Well, the Nuclear Waste Trust Fund is now over $20 billion, and growing. It receives $750 million each year from the users of nuclear power, and another $1 billion a year in interest.

In addition, Congress can allocate more money. Last summer, Sen. Inhofe, R-Okla., offered an amendment to the give Nevada $500 million a year if they would cooperate with the DOE.

And for all of you who believe "Yucca is dead," well, it's not. On life support, yes, but not dead. The law mandating that the DOE build a repository is still on the books. Without a change in the law, Congress and the president are obligated to continue with the project or come up with another solution. But they haven't.

So it's time to get serious folks. It's time to kill Yucca. Sticking nuclear waste in the ground forever is stupid. It's a 40-year-old idea that needs to adapt with technology. Congress and the DOE need to change the whole darn project, and our elected leaders should lead the way.
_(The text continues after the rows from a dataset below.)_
PR #655, opened 2023-03-08
Keep jars separated by jar when instrumneting offline

TheCoryBarker:
This is to keep jars separated when instrumenting offline, rather than merge them.

For example, with this input:

## INPUT ##
jarOne.jar
|__ classOne.java
|__ classTwo.java

jarTwo.jar
|__ classThree.java
|__ classFour.java

## CURRENT OUTPUT WOULD BE: ##
output.jar
|__ classOne.java
|__ classTwo.java
|__ classThree.java
|__ classFour.java

## WITH THIS UPDATE, OUTPUT IS: ##
jarOne.instrumented.jar
|__ classOne.java
|__ classTwo.java

jarTwo.instrumented.jar
|__ classThree.java
|__ classFour.java


src/main/java/com/code_intelligence/jazzer/driver/OfflineInstrumentor.java
```diff
@@ -55,11 +55,14 @@ public static boolean instrumentJars(List<String> jarLists) {
 
     List<String> errorMessages = new ArrayList<>();
     for (String jarPath : jarLists) {
+      String jarBaseName =
```
bertschneider, line 58: Come to think of it, `cp` could [contain directories](https://docs.oracle.com/javase/8/docs/technotes/tools/windows/classpath.html#A1100762), in which case all jars in those are included in the classpath. As that's probably not the intended use-case here, we could ignore directories altogether. That could lead to some confusion those. 

Another option could be to change the flag `instrument_only` to contain the list of jar files and not "misuse" `cp`. WDYT?

src/main/java/com/code_intelligence/jazzer/driver/OfflineInstrumentor.java
```diff
@@ -55,11 +55,14 @@ public static boolean instrumentJars(List<String> jarLists) {
...
+          jarPath.substring(jarPath.lastIndexOf('/') + 1, jarPath.lastIndexOf('.'));
+
       try {
         Log.info("Instrumenting jar file: " + jarPath);
         errorMessages = createInstrumentedClasses(jarPath);
         createInstrumentedJar(
-            jarPath, Opt.dumpClassesDir, Opt.dumpClassesDir + ".instrumented.jar");
+            jarPath, Opt.dumpClassesDir + "/" + jarBaseName, jarBaseName + ".instrumented.jar");
```
bertschneider, line 65: Use `File.separator` for system independent separator character, or build up the path as `File` or `Path`.

src/main/java/com/code_intelligence/jazzer/agent/RuntimeInstrumentor.kt
```diff
@@ -57,6 +57,17 @@ class RuntimeInstrumentor(
         protectionDomain: ProtectionDomain?,
         classfileBuffer: ByteArray,
     ): ByteArray? {
+        var pathPrefix = ""
+        if (Opt.instrumentOnly && protectionDomain != null) {
```
bertschneider, line 61: `protectionDomain` was already null-checked so that `?` isn't required anymore. Also the methods calls on `protectionDomain` could be changed to  a property access for more idiomatic Kotlin code.

src/main/java/com/code_intelligence/jazzer/agent/RuntimeInstrumentor.kt
```diff
@@ -57,6 +57,17 @@ class RuntimeInstrumentor(
...
+            var jarUrl = protectionDomain?.getCodeSource().getLocation().getFile().toString()
+            if (!jarUrl.isNullOrEmpty()) {
```
bertschneider, line 63: `jarUrl.isNotEmpty()` could be simpler.

src/main/java/com/code_intelligence/jazzer/agent/RuntimeInstrumentor.kt
```diff
@@ -57,6 +57,17 @@ class RuntimeInstrumentor(
...
+                var fileName = jarUrl.substring(jarUrl.lastIndexOf('/') + 1, jarUrl.lastIndexOf('.'))
```
bertschneider, line 64: I'm not sure if this will work in all situations, e.g. if classes are located directly in a directory and not a jar file. Could you please add checks if the returned indices are valid?

src/main/java/com/code_intelligence/jazzer/agent/RuntimeInstrumentor.kt
```diff
@@ -57,6 +57,17 @@ class RuntimeInstrumentor(
...
+                if (!fileName.isNullOrEmpty()) {
+                    pathPrefix = fileName + "/"
```
bertschneider, line 66: Use `Path.separator`

src/main/java/com/code_intelligence/jazzer/agent/RuntimeInstrumentor.kt
bertschneider, line 61: I wonder if we should always do this. WDYT?

bertschneider (changes requested):

src/main/java/com/code_intelligence/jazzer/agent/RuntimeInstrumentor.kt
TheCoryBarker: You'll know more about the expected average use case here, but to me this makes sense to always keep these separated when running instrument_only. If I need my jars merged into one jar, I think I should do that before running --instrument_only command on my list of jars.

src/main/java/com/code_intelligence/jazzer/agent/RuntimeInstrumentor.kt
TheCoryBarker: The code will only work on instrumenting a list of jars that are passed in, directories aren't supported in this check-in. The jar doesn't need to end with .jar though so I did update this to account for that.

Since we switched to using --instrument_only=<list_of_jars> instead of --cp which can contain directories I think this makes sense

src/main/java/com/code_intelligence/jazzer/driver/OfflineInstrumentor.java
TheCoryBarker: Good idea, I updated this to use --instrument_only=<list_of_jars>

src/main/java/com/code_intelligence/jazzer/driver/Opt.java
```diff
@@ -183,7 +183,7 @@ public final class Opt {
       Log.error("--nodedup is not supported with --ignore or --keep_going");
       exit(1);
     }
-    if (instrumentOnly && dumpClassesDir.isEmpty()) {
+    if (instrumentOnly != null && !instrumentOnly.isEmpty() && dumpClassesDir.isEmpty()) {
```
bertschneider, line 186: As with the checks of the other parameters above, we can rely on `instrumentOnly` to never be `null`.

src/main/java/com/code_intelligence/jazzer/driver/Opt.java
```diff
@@ -147,8 +147,8 @@ public final class Opt {
       boolSetting("internal.conditional_hooks", false, null);
 
   // Some scenarios require instrumenting the jar before fuzzing begins
-  public static final boolean instrumentOnly =
-      boolSetting("instrument_only", false, "Instrument jar file. No fuzzing is performed.");
+  public static final List<String> instrumentOnly =
+      stringListSetting("instrument_only", ',', "Instrument jar file. No fuzzing is performed.");
```
bertschneider, line 151: Mention the separator char in the description? Something like `comma separated list of ...`?

src/main/java/com/code_intelligence/jazzer/driver/OfflineInstrumentor.java
```diff
@@ -55,13 +57,31 @@ public static boolean instrumentJars(List<String> jarLists) {
...
+      Log.info("Instrumenting jar file: " + jarPath);
+
       try {
-        Log.info("Instrumenting jar file: " + jarPath);
         errorMessages = createInstrumentedClasses(jarPath);
-        createInstrumentedJar(
-            jarPath, Opt.dumpClassesDir, Opt.dumpClassesDir + ".instrumented.jar");
+      } catch (IOException e) {
+        errorMessages.add("Failed to instrument jar: " + jarPath
+            + ". Please ensure the file at this location is a jar file.\n\tError Message: " + e);
```
bertschneider, line 76: There is also a system independent EOL function: `System.lineSeparator()`.

src/main/java/com/code_intelligence/jazzer/agent/RuntimeInstrumentor.kt
```diff
@@ -57,6 +58,24 @@ class RuntimeInstrumentor(
         protectionDomain: ProtectionDomain?,
         classfileBuffer: ByteArray,
     ): ByteArray? {
+        var pathPrefix = ""
+        if (!Opt.instrumentOnly.isEmpty() && protectionDomain != null) {
+            var outputPathPrefix = protectionDomain.getCodeSource().getLocation().getFile().toString()
+            if (outputPathPrefix.isNotEmpty()) {
+                if (outputPathPrefix.contains(File.separator)) {
+                    outputPathPrefix = outputPathPrefix.substring(outputPathPrefix.lastIndexOf(File.separator) + 1, outputPathPrefix.length)
```
bertschneider, line 66: No need to specify the second parameter of `substring`, as that's implicitly the end of the string. Whichever version you prefer, though.

src/main/java/com/code_intelligence/jazzer/agent/RuntimeInstrumentor.kt
bertschneider: Well, let's keep it as is for now then.

bertschneider:
Just minor comments left. Thanks for your work!

bertschneider (approved):
Looks good. Thx for all your work! We can merge this, once rebased on the latest `main` version.

bertschneider:
I took the liberty to rebase + merge. Thanks again.

TheCoryBarker:
Sorry, I was slow getting to the rebase, thank you Norbert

They should be pushing the nuclear industry and the Energy Department to change the plan for Yucca to make it an interim repository where waste will be held until it can be reprocessed to reduce its toxicity and mass. The reprocessing facility will use the residual fuel as a power source to generate clean (free) energy for Las Vegas. And there should be a research and development complex for renewable and advanced energy technologies that will lead the world in the study of how to build more efficient nuclear power plants and better dispose of the waste.

This is where the nuclear industry is going. But because Nevada has fought them every step of the way, they aren't looking at us to host such a facility.

Assemblyman Ty Cobb, R-Reno, just introduced a bill urging the state to take such actions. Let's see if our Legislature has the courage to even hear the bill.

Yucca is the ideal location for such a complex, as the interim storage facility is already built, and we already have some of the best nuclear physicists in the world at the Test Site.

We have a license plate proudly promoting our role in advancing nuclear science via nuclear testing. It's time to continue that tradition with nuclear power.

- Randi Thompson owns As You Wish, a government and media relations firm.